THE TASK: From the records below, print exactly the lines starting at the one containing "Long term, I" and ending at the one containing "information by 1.", ends included, and nothing else.

(Stored data entries)
PR #14, opened 2015-11-21
System tests

Ishiihara:


pom.xml
```diff
@@ -133,6 +128,12 @@
             <scope>test</scope>
         </dependency>
         <dependency>
+            <groupId>org.apache.hadoop</groupId>
```
ewencp: Wow, good catch. Definitely no need to include this in the distribution...

src/assembly/development.xml
```diff
@@ -12,6 +12,16 @@
     <dependencySets>
         <dependencySet>
             <outputDirectory>share/java/kafka-connect-hdfs/</outputDirectory>
+            <useProjectArtifact>true</useProjectArtifact>
+            <useTransitiveFiltering>true</useTransitiveFiltering>
+            <excludes>
```
ewencp: Let's just add a quick comment here to explain why we're making these exclusions. Just needs enough that someone like Michael who comes to look at this for packaging will understand why this is here. Same goes for `package.xml`.

src/main/java/io/confluent/connect/hdfs/HdfsSinkTask.java
```diff
@@ -69,6 +69,8 @@ public void start(Map<String, String> props) {
     } catch (ConfigException e) {
       throw new ConnectException("Couldn't start HdfsSinkConnector due to configuration error.", e);
     } catch (ConnectException e) {
+      log.info("Couldn't start HdfsSinkConnector due to {}",  e.getMessage());
```
ewencp: Let's just use the `log.info("Couldn't start HdfsSinkConnector:",  e);` since that will give the stack trace as well.

src/main/java/io/confluent/connect/hdfs/HdfsSinkTask.java
```diff
@@ -77,13 +79,17 @@ public void start(Map<String, String> props) {
...
+    if (hdfsWriter != null) {
+      hdfsWriter.close();
+    }
   }
 
   @Override
   public void put(Collection<SinkRecord> records) throws ConnectException {
     try {
-      hdfsWriter.write(records);
+      if (hdfsWriter != null) {
```
ewencp: How are we getting here when `hdfsWriter` is null? Shouldn't `start` guarantee that it is not null, or result in an error that causes the connector to stop?

Is this actually a bug in the Kafka Connect runtime where it's invoking this even when `start` fails? Or is this because `ConnectException` in `start` does not throw an exception?

This definitely looks dangerous since we're effectively just dropping data with this code.

src/main/java/io/confluent/connect/hdfs/TopicPartitionWriter.java
```diff
@@ -295,15 +297,23 @@ public void close() throws ConnectException {
           commitFile(encodedPartition);
         }
       } catch (IOException e) {
-        log.error("Error rotating {} when closing TopicPartitionWriter.", tempFiles.get(encodedPartition));
+        log.error("Error rotating {} when closing TopicPartitionWriter.",
+                  tempFiles.get(encodedPartition));
+        ByteArrayOutputStream baos = new ByteArrayOutputStream();
```
ewencp: Is all this necessary? Why not just use this form?

```
log.error("Error rotating {} when closing TopicPartitionWriter.",
+                  tempFiles.get(encodedPartition), e);
```

i.e. just add the exception to the end of the original log message, which should dump its message + stacktrace to the log.

src/main/java/io/confluent/connect/hdfs/TopicPartitionWriter.java
```diff
@@ -295,15 +297,23 @@ public void close() throws ConnectException {
...
+        log.error(e.toString());
         exceptions.add(e);
       }
-    }
     writers.clear();
     try {
       wal.close();
     } catch (ConnectException e) {
       log.error("Error closing {}.", wal.getLogFile());
+      log.debug(e.getMessage());
```
ewencp: Same here, if we're logging the error, it's probably fine to log the exception that caused it too.

src/main/java/io/confluent/connect/hdfs/avro/AvroRecordWriterProvider.java
```diff
@@ -56,6 +59,7 @@ public String getExtension() {
     return new RecordWriter<SinkRecord>(){
       @Override
       public void write(SinkRecord record) throws IOException {
+        log.debug("Sink record: {}", record.toString());
```
ewencp: I have a follow up patch that removes this anyway, but this results in *very large* log files. That's fine when it's useful for tests, at a low enough log level, and can be isolated from normal logs, but this was a bit excessive :)

ewencp:
@Ishiihara Suggested a few minor tweaks. Otherwise LGTM. Only big issue to address is why we need the null check for `hdfsWriter` in `put()`, which seems like it could result in just reading and dropping data.

Ishiihara:
@ewencp Can you take a look again? I will merge it after this pass.

ewencp:
@Ishiihara LGTM.

PR #15, opened 2015-11-24
Make SchemaSourceTask support rate limiting, use the task ID for the Kafka partition to support multi-partition output, and print info about produced messages to stdout.

ewencp:


ewencp:
@Ishiihara Some tweaks to the SchemaSourceTask to make it work for more than the basic system tests. In particular, for long running tests, we need to be able to rate limit. I went with a simple very approximate approach that is good enough for the tests we want to write immediately. The other change is just a minor generalization to support multiple tasks/partitions better -- you didn't need it for the simple test, but we want it to exercise how the connector handles multiple partitions. In distributed mode we'll want this so we actually have work being distributed across the multiple workers. I also added output specifically to stdout where it can be ignored if not needed, but used for validating output if the exact number of messages produced will not be known, e.g. in hard bounce tests.

Long term, I think we'll want to figure out how to make VerifiableSource/Sink in Kafka generalizable to handle cases like this. This connector looks very similar. A few features are easy to add, such as the max # of messages. The one that I think is tricky is the extra data that we want to include (that we're using for schema validation here). Making it possible to add that generically, especially if any of it needs to vary, will be tricky.

src/main/java/io/confluent/connect/hdfs/tools/SchemaSourceTask.java
```diff
@@ -99,24 +120,25 @@ public void start(Map<String, String> props) {
...
-      log.debug("Source record: {}", srcRecord.toString());
+      SourceRecord srcRecord = new SourceRecord(partition, ccOffset, topic, id, Schema.STRING_SCHEMA, "key", valueSchema, data);
+      System.out.println("{\"task\": " + id + ", \"seqno\": " + seqno + "}");
       List<SourceRecord> result = Arrays.asList(srcRecord);
       seqno++;
       count++;
       return result;
     } else {
+      synchronized (this) {
+        this.wait();
```
Ishiihara: If we reach the max number of messages, the poll will be blocked. This should be OK.

Ishiihara:
LGTM.

src/main/java/io/confluent/connect/hdfs/tools/SchemaSourceTask.java
ewencp: Yeah, the idea is that we should just sleep because there's no work to do (and sleep indefinitely because there will never be any more work to do). I think we actually wanted this before any of the other additions I made. Without it, the task will basically just busy loop by returning empty lists immediately for every iteration.

PR #16, opened 2015-11-24
Check schemas for reference equality to allow for fast path if schemas are reused and no projection is needed.

ewencp:


ewencp:
@Ishiihara Trivial performance optimization -- if we can avoid doing deep equality comparisons of schemas when the schema object is reused, that can have a non-trivial impact on throughput.

Ishiihara:
LGTM

PR #18, opened 2015-11-24
Fix off-by-one error in resetting offsets.

ewencp:
The offset should be one more than the largest offset found in the filenames
since the offset should be set to the next record to be read. Also get rid of
many +1/-1 adjustments to offset, offsets, and beginOffsets in
TopicPartitionWriter to minimize the number of places we have to adjust offset
information by 1.


ewencp:
@Ishiihara An oversight that was caught by the system test I'm working on. The most important parts are that when we look up committed offsets, all of the reset offsets should be + 1 (so the tests were off by one). I also rolled in changed to get rid of a bunch of +1/-1 in maintaining offsets because it left me too confused about what the correct values were...

Ishiihara:
Thanks for this. +1 on this.

PR #20, opened 2015-11-24
Add zero padding of offsets in filenames.

ewencp:


ewencp:
@Ishiihara

Ishiihara:
LGTM

Ishiihara:
@ewencp Should we check negative values and makes sure the value is integer?

ewencp:
@Ishiihara Good point. The type in the config already ensures it's an integer, I added a validator to ensure it's >= 0.

PR #21, opened 2015-11-25
Enable multi-schema data publish

Ishiihara:


src/main/java/io/confluent/connect/hdfs/tools/SchemaSourceTask.java
```diff
@@ -122,6 +133,21 @@ public void start(Map<String, String> props) {
 
       Map<String, Long> ccOffset = Collections.singletonMap(SEQNO_FIELD, seqno);
       SourceRecord srcRecord = new SourceRecord(partition, ccOffset, topic, id, Schema.STRING_SCHEMA, "key", valueSchema, data);
+
```
ewencp: Would be nice to only generate one `Struct` and `SourceRecord` by putting both of these in an `if`/`else` block rather than just the second schema version.

ewencp:
LGTM. Would be nice to clean up the one comment I left, but not a big deal to leave as is.

PR #22, opened 2015-11-26
Drop temp files during onPartitionsRevoked to correctly handle rebalance

ewencp:
Instead of trying to hold onto temp files and continue using them if assigned the same partition after rebalance, just drop the temp files immediately because trying to reuse them requires a much more complicated approach and validation of the offsets since the consumer could have missed some generations of group membership.

As fallout of this change, we also no longer save in-progress work when cleanly shutting down the connector, instead always getting files of the requested size. We also validate offsets of records because of KAFKA-2894 which can result in incorrect delivery of messages to connectors that try to reset offsets during a rebalance operation.

### DIFF
--- a/src/main/java/io/confluent/connect/hdfs/DataWriter.java
+++ b/src/main/java/io/confluent/connect/hdfs/DataWriter.java
@@ -208,6 +208,9 @@ public class DataWriter {
           tp, storage, writerProvider, partitioner, connectorConfig, context, avroData,
           hiveMetaStore, hive, schemaFileReader, executorService, hiveUpdateFutures);
       topicPartitionWriters.put(tp, topicPartitionWriter);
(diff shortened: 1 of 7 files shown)


ewencp:
@Ishiihara This is the change we discussed previously and makes the distributed system test hard bounce test pass (confluentinc/muckrake#67). There was some test fallout because we don't commit quite the same way anymore, and I also found an issue in the core Kafka Connect framework that we have to work around for now. Also note that I changed when we trigger a file rotation. We used to wait until the write *after* the last entry was written to the file, which meant a) you could potentially not rotate for awhile if no new messages came in for awhile after that and b) tests would have been more annoying to write correctly because you'd constantly have to add extra messages.

Alternatively, @gwenshap if you happen to get to review it first...

gwenshap:
LGTM

PR #24, opened 2015-11-30
Add secure HDFS support

Ishiihara:
@ewencp @gwenshap Added secure HDFS support.

### DIFF
--- a/pom.xml
+++ b/pom.xml
@@ -134,6 +134,27 @@
             <scope>test</scope>
         </dependency>
         <dependency>
+            <groupId>org.apache.hadoop</groupId>
+            <artifactId>hadoop-minikdc</artifactId>
+            <version>${hadoop.version}</version>
+            <scope>test</scope>
+            <exclusions>
+                <exclusion>
+                    <!-- exclude this from hadoop minikdc as the minikdc depends on
+                    the apacheds-jdbm1 bundle, which is not available in maven central-->
+                    <groupId>org.apache.directory.jdbm</groupId>
+                    <artifactId>apacheds-jdbm1</artifactId>
+                </exclusion>
+            </exclusions>
+        </dependency>
+        <dependency>
+            <!-- add this to satisfy the dependency requirement of apacheds-jdbm1-->
+            <groupId>org.apache.directory.jdbm</groupId>
+            <artifactId>apacheds-jdbm1</artifactId>
+            <version>2.0.0-M2</version>
+            <scope>test</scope>
+        </dependency>
+        <dependency>
             <groupId>joda-time</groupId>
             <artifactId>joda-time</artifactId>
             <version>${joda.version}</version>
--- a/src/main/java/io/confluent/connect/hdfs/DataWriter.java
+++ b/src/main/java/io/confluent/connect/hdfs/DataWriter.java
@@ -17,6 +17,8 @@ package io.confluent.connect.hdfs;
 import org.apache.hadoop.conf.Configuration;
 import org.apache.hadoop.fs.FileStatus;
 import org.apache.hadoop.fs.Path;
+import org.apache.hadoop.security.SecurityUtil;
+import org.apache.hadoop.security.UserGroupInformation;
 import org.apache.kafka.common.TopicPartition;
 import org.apache.kafka.connect.data.Schema;
 import org.apache.kafka.connect.errors.ConnectException;
@@ -26,6 +28,7 @@ import org.slf4j.Logger;
 import org.slf4j.LoggerFactory;
 
 import java.io.IOException;
+import java.net.InetAddress;
 import java.util.Collection;
 import java.util.HashMap;
 import java.util.HashSet;
@@ -41,6 +44,7 @@ import java.util.concurrent.Executors;
 import java.util.concurrent.Future;
 import java.util.concurrent.TimeUnit;
 
+import io.confluent.common.config.ConfigException;
 import io.confluent.connect.avro.AvroData;
 import io.confluent.connect.hdfs.filter.CommittedFileFilter;
 import io.confluent.connect.hdfs.filter.TopicCommittedFileFilter;
@@ -73,11 +77,12 @@ public class DataWriter {
   private HiveUtil hive;
   private Queue<Future> hiveUpdateFutures;
   private boolean hiveIntegration;
+  private Thread ticketRenewThread;
+  private volatile boolean isRunning;
 
   @SuppressWarnings("unchecked")
   public DataWriter(HdfsSinkConnectorConfig connectorConfig, SinkTaskContext context, AvroData avroData) {
     try {
-
       String hadoopHome = connectorConfig.getString(HdfsSinkConnectorConfig.HADOOP_HOME_CONFIG);
       System.setProperty("hadoop.home.dir", hadoopHome);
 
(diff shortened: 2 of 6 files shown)


src/main/java/io/confluent/connect/hdfs/HdfsSinkConnectorConfig.java
```diff
@@ -118,6 +118,18 @@
       + "provide fixed width filenames that can be ordered by simple lexicographic sorting.";
   public static final int FILENAME_OFFSET_ZERO_PAD_WIDTH_DEFAULT = 10;
 
+  public static final String SECURE_HADOOP_CONFIG = "is.secure.hadoop";
+  private static final String SECURE_HADOOP_DOC = "Config indicating whether the hadoop cluster is secure or not";
```
gwenshap: Maybe we should be more specific? "secure" hadoop can mean a bunch of stuff (including HDFS encryption...). 
We only do Kerberos authentication, so I'd like to be clear on this.

src/main/java/io/confluent/connect/hdfs/HdfsSinkConnectorConfig.java
```diff
@@ -118,6 +118,18 @@
...
+  private static boolean SECURE_HADOOP_DEFAULT = false;
+
+  public static final String HDFS_CONNECTOR_PRINCIPAL_CONFIG = "hdfs.connector.principal";
+  private static final String HDFS_CONNECTOR_PRINCIPAL_DOC =
+      "The principal to use when authenticating the connector with a secure hdfs cluster.";
```
gwenshap: Does the principal need to match an actual OS user? (It does if you create "local" temp files, like MR does). 
If we need it, please document the requirement.

src/main/java/io/confluent/connect/hdfs/HdfsSinkConnectorConfig.java
```diff
@@ -118,6 +118,18 @@
...
+  public static final String HDFS_CONNECTOR_PRINCIPAL_DEFAULT = "";
+
+  public static final String HDFS_CONNECTOR_KEYTAB_CONFIG = "hdfs.connector.keytab";
+  private static final String HDFS_CONNECTOR_KEYTAB_DOC = "The path to the keytab for the hdfs connector principal.";
```
gwenshap: Which user should have privileges to read this file?

src/main/java/io/confluent/connect/hdfs/HdfsSinkTask.java
```diff
@@ -58,6 +60,17 @@ public void start(Map<String, String> props) {
           throw new ConfigException("Hive Integration requires schema compatibility to be BACKWARD, FORWARD or FULL");
         }
       }
+
+      boolean secureHadoop = connectorConfig.getBoolean(HdfsSinkConnectorConfig.SECURE_HADOOP_CONFIG);
+      if (secureHadoop) {
+        String principal = connectorConfig.getString(HdfsSinkConnectorConfig.HDFS_CONNECTOR_PRINCIPAL_CONFIG);
+        String keytab = connectorConfig.getString(HdfsSinkConnectorConfig.HDFS_CONNECTOR_KEYTAB_CONFIG);
+
+        UserGroupInformation ugi = UserGroupInformation.loginUserFromKeytabAndReturnUGI(principal,
```
gwenshap: Did you validate that this renews?

gwenshap:
3 lines code addition with 250 lines of tests. Love it :)

pom.xml
```diff
@@ -134,6 +134,27 @@
...
+                    <artifactId>apacheds-jdbm1</artifactId>
+                </exclusion>
+            </exclusions>
+        </dependency>
+        <dependency>
+            <!-- add this to satisfy the dependency requirement of jdbm-->
+            <groupId>org.apache.directory.server</groupId>
+            <artifactId>apacheds-jdbm</artifactId>
+            <version>2.0.0-M2</version>
+            <scope>test</scope>
```
ewencp: This doesn't seem to be working for me -- it's still complaining about not being able to find the bundle artifact. What version of maven do you have? Mine is `Apache Maven 3.2.5 (12a6b3acb947671f09b81f49094c53f426d8cea1; 2014-12-14T09:29:23-08:00)`. Not sure what else would cause there to be a different since everything else is done via maven plugins.

ewencp: @Ishiihara Actually, I think this just has some typos. In the exclusion, it should be `org.apache.directory.jdbm`, not `org.apache.directory.server`. In the dependency, you need the same change and the artifact ID is missing a 1 at the end, i.e. it should be `apacheds-jdbm1`.

With those changes, it builds and the tests pass.

src/main/java/io/confluent/connect/hdfs/HdfsSinkConnectorConfig.java
```diff
@@ -118,6 +118,21 @@
       + "provide fixed width filenames that can be ordered by simple lexicographic sorting.";
   public static final int FILENAME_OFFSET_ZERO_PAD_WIDTH_DEFAULT = 10;
 
+  public static final String HDFS_AUTHENTICATE_KERBEROS_CONFIG = "hadoop.authentication.kerberos";
```
ewencp: Seems inconsistent to use the prefix `hadoop.` here but `hdfs.` prefix elsewhere. Is this intentional (especially since the variable name and config key don't match)?

src/main/java/io/confluent/connect/hdfs/HdfsSinkConnectorConfig.java
```diff
@@ -118,6 +118,21 @@
...
+  private static final String HDFS_AUTHENTICATE_KERBEROS_DOC =
+      "Config indicating whether the hdfs cluster is using Kerberros to perform authentication. ";
```
ewencp: Typo: Kerberros -> Kerberos. Also, we should probably capitalize HDFS throughout these docs.

src/main/java/io/confluent/connect/hdfs/HdfsSinkTask.java
```diff
@@ -58,6 +62,40 @@ public void start(Map<String, String> props) {
...
+        log.info("Login as: " + ugi.getUserName());
+
+        final long renewPeriod = connectorConfig.getLong(HdfsSinkConnectorConfig.KERBEROS_TICKET_RENEW_PERIOD_MS_CONFIG);
+
+        isRunning = true;
+        ticketRenewThread = new Thread(new Runnable() {
+          @Override
+          public void run() {
+            try {
+              while (isRunning) {
```
ewencp: The loop should be inside `synchronized`. If its not, you could get out of the synchronized block, continue the loop after checking `isRunning`, and then wait *after* the other thread set the flag and called `notify`. The thread would then have to wait a full renew period before exiting.

Similarly, you'll want to check the `isRunning` flag when you return from `wait` since you don't want to relogin if you're supposed to be exiting anyway (and you definitely don't want to have to wait for that renewal to complete).

src/main/java/io/confluent/connect/hdfs/HdfsSinkConnectorConfig.java
```diff
@@ -118,6 +118,26 @@
...
+  public static final String HDFS_CONNECTOR_KEYTAB_CONFIG = "hdfs.connector.keytab";
+  private static final String HDFS_CONNECTOR_KEYTAB_DOC =
+      "The path to the keytab file for the HDFS connector principal. "
+      + "This keytab file should only be readable by the connector user";
+  public static final String HDFS_CONNECTOR_KEYTAB_DEFAULT = "";
+
+  public static final String KERBEROS_TICKET_RENEW_PERIOD_MS_CONFIG = "kerberos.ticket.renew.period.ms";
+  private static final String KERBEROS_TICKET_RENEW_PERIOD_MS_DOC =
+      "The period in milliseconds to renew the Kerberos ticket.";
+  public static final long KERBEROS_TICKET_RENEW_PERIOD_MS_DEFAULT = 60000 * 60;
```
ewencp: Should this only be an hour? I thought the normal interval would be closer to 1 day? I realize you want to renew before that, but do we really want this to default to only 1 hr?

Ishiihara:
@ewencp @gwenshap Updated the PR to add connect-site.xml. The introduction of connect-site.xml is to provide the flexibility of using different paths of keytab files and connect principals on different hosts. The connect-site.xml needs to present on every node running the hdfs connector.

src/main/java/io/confluent/connect/hdfs/DataWriter.java
```diff
@@ -90,8 +93,47 @@ public DataWriter(HdfsSinkConnectorConfig connectorConfig, SinkTaskContext conte
...
+              synchronized (DataWriter.this) {
+                while (isRunning) {
+                  wait(renewPeriod);
+                  if (isRunning) {
+                    ugi.reloginFromKeytab();
+                  }
+                }
+              }
+            } catch (IOException e) {
+              log.error("Error renewing the ticket", e);
```
ewencp: Is catching this outside the loop going to cause problems if we, e.g., have a transient connectivity issue? I think it would kill this renewal thread.

I think the exception handling needs to happen in the `while` loop, and we probably need some smaller backoff for retrying in the case of failures (since you probably don't want to wait the entire renewal period if one attempt failed since you need to get it renewed).

src/test/java/io/confluent/connect/hdfs/ConnectSiteXMLTest.java
```diff
@@ -0,0 +1,71 @@
...
+    assertEquals("path_to_keytab", conf.get("connect.hdfs.keytab"));
+    assertEquals("kerberos", conf.get("hadoop.security.authentication"));
+    assertEquals("hdfs/_HOST@EXAMPLE.COM", conf.get("dfs.namenode.kerberos.principal"));
+    FileUtil.fullyDelete(baseDir);
+  }
+
+  private void createTempConnectSiteXMLFile() throws Exception {
+    String template = "<configuration>" +
+                        "<property>" +
+                            "<name>hadoop.security.authentication</name>" +
```
ewencp: Normally this would be in an existing config file, right? Is this just the convenient place to put it during the test to avoid creating another file?

ewencp:
@Ishiihara I had one comment on ensuring we handle errors during refresh properly such that we don't lose the thread, but otherwise this LGTM. But if we can also get @gwenshap to take a look at the approach with connect-site.xml, I think that'd be helpful. She'll be better able to say whether this is something users would be happy with.

Ishiihara:
@ewencp @gwenshap Moved the security related configs back to connector config and move the exception handling of ticket renew thread into while loop.

src/main/java/io/confluent/connect/hdfs/HdfsSinkConnectorConfig.java
gwenshap: Thats fairly normal AFAIK

gwenshap:
LGTM

src/main/java/io/confluent/connect/hdfs/HdfsSinkConnectorConfig.java
ewencp: @gwenshap Yeah, apparently others will renew a lot more frequently, like on the order of minutes. I don't really get why people would want to do a lot of extra unnecessary work, but if they want to, I won't stop them :)

PR #483, opened 2021-01-28
add description new plugin wordcloud

Rensvandeschoot:


J535D165:
There is an issue with the line endings I think https://docs.github.com/en/github/using-git/configuring-git-to-handle-line-endings#global-settings-for-line-endings. Merged via c74a0dd6, thanks.

PR #456, opened 2021-01-06
Move statistics from asreview-stats into asreview

J535D165:
This PR moves the first part of https://github.com/asreview/asreview-statistics into asreview. Starting with the most urgent part: the dataset statistics.

PR #519, opened 2021-03-19
Move statistics from asreview-stats into asreview

J535D165:
Similar to #456, but without CLI argument.


J535D165:
This PR replaces PR #456. I think it is better to add those command-line utils to an extension. I think this extension should contain tools like `data-convert`, `data-dedup`, and `data-describe`.  The functionality in this PR, is relevant to the core as well. The wrapper and entry-point in the extension make use of the functions in the PR.

PR #528, opened 2021-03-24
Remove FAQ (and use Discussions instead)

J535D165:
The following questions have to be migrated or marked as outdated. 

- [x] How to check which version of ASReview I have installed?
- [x] What parts of my Systematic Review project does ASReview support?
- [x] Can we use ASReview LAB for things other than Systematic Reviews?
- [x] Can we use ASReview LAB as a stand-alone screener?
- [x] Has the use of ASReview in systematic reviews been validated?
- [x] Has ASReview been used in any peer-reviewed article?
- [x] How can I refer to ASReview in my paper?
- [x] Can the tool be used in combination with any (academic) database?
- [x] How to deal with records that do not have abstracts?
- [x] How does the tool handle quality and standardisation of abstracts? Is this accounted for in any way in training the machine learning model?
- [x] What happens if I have records from different languages?
- [x] Why did you choose a license that allows commercial reuse for the software?
- [x] What do you mean with a dataset?
- [x] What do you mean with a model?
- [x] How do we decide when to stop?
- [x] Can we use ASReview LAB with multiple screeners?
- [x] Can we use ASReview LAB also to screen full text?
- [x] Which classifier should I choose in ASReview LAB?
- [x] I already started labeling before I came across ASReview. How can I keep my former screening decisions when starting a new project in ASReview?
- [x] Related question: How can I add more publications while I are already started screening in ASReview?
- [x] Is it possible to get the inclusion likelihood for unlabeled papers?
- [x] How can I make my previously labeled records green, like in the benchmark datasets?
- [x] How do I remove duplicate publications?


terrymyc (approved):

ottomattas (approved):
Changes look good.

PS. Some toctree issues for unchanged files, should we check them out?
- docs/source/index.rst#L61
- docs/source/plugins/plugin_wordcloud.rst#L1

J535D165:
Thanks @ottomattas, toctree issue resolved in #535.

EXERCISE ANSWER:
Long term, I think we'll want to figure out how to make VerifiableSource/Sink in Kafka generalizable to handle cases like this. This connector looks very similar. A few features are easy to add, such as the max # of messages. The one that I think is tricky is the extra data that we want to include (that we're using for schema validation here). Making it possible to add that generically, especially if any of it needs to vary, will be tricky.

src/main/java/io/confluent/connect/hdfs/tools/SchemaSourceTask.java
```diff
@@ -99,24 +120,25 @@ public void start(Map<String, String> props) {
...
-      log.debug("Source record: {}", srcRecord.toString());
+      SourceRecord srcRecord = new SourceRecord(partition, ccOffset, topic, id, Schema.STRING_SCHEMA, "key", valueSchema, data);
+      System.out.println("{\"task\": " + id + ", \"seqno\": " + seqno + "}");
       List<SourceRecord> result = Arrays.asList(srcRecord);
       seqno++;
       count++;
       return result;
     } else {
+      synchronized (this) {
+        this.wait();
```
Ishiihara: If we reach the max number of messages, the poll will be blocked. This should be OK.

Ishiihara:
LGTM.

src/main/java/io/confluent/connect/hdfs/tools/SchemaSourceTask.java
ewencp: Yeah, the idea is that we should just sleep because there's no work to do (and sleep indefinitely because there will never be any more work to do). I think we actually wanted this before any of the other additions I made. Without it, the task will basically just busy loop by returning empty lists immediately for every iteration.

PR #16, opened 2015-11-24
Check schemas for reference equality to allow for fast path if schemas are reused and no projection is needed.

ewencp:


ewencp:
@Ishiihara Trivial performance optimization -- if we can avoid doing deep equality comparisons of schemas when the schema object is reused, that can have a non-trivial impact on throughput.

Ishiihara:
LGTM

PR #18, opened 2015-11-24
Fix off-by-one error in resetting offsets.

ewencp:
The offset should be one more than the largest offset found in the filenames
since the offset should be set to the next record to be read. Also get rid of
many +1/-1 adjustments to offset, offsets, and beginOffsets in
TopicPartitionWriter to minimize the number of places we have to adjust offset
information by 1.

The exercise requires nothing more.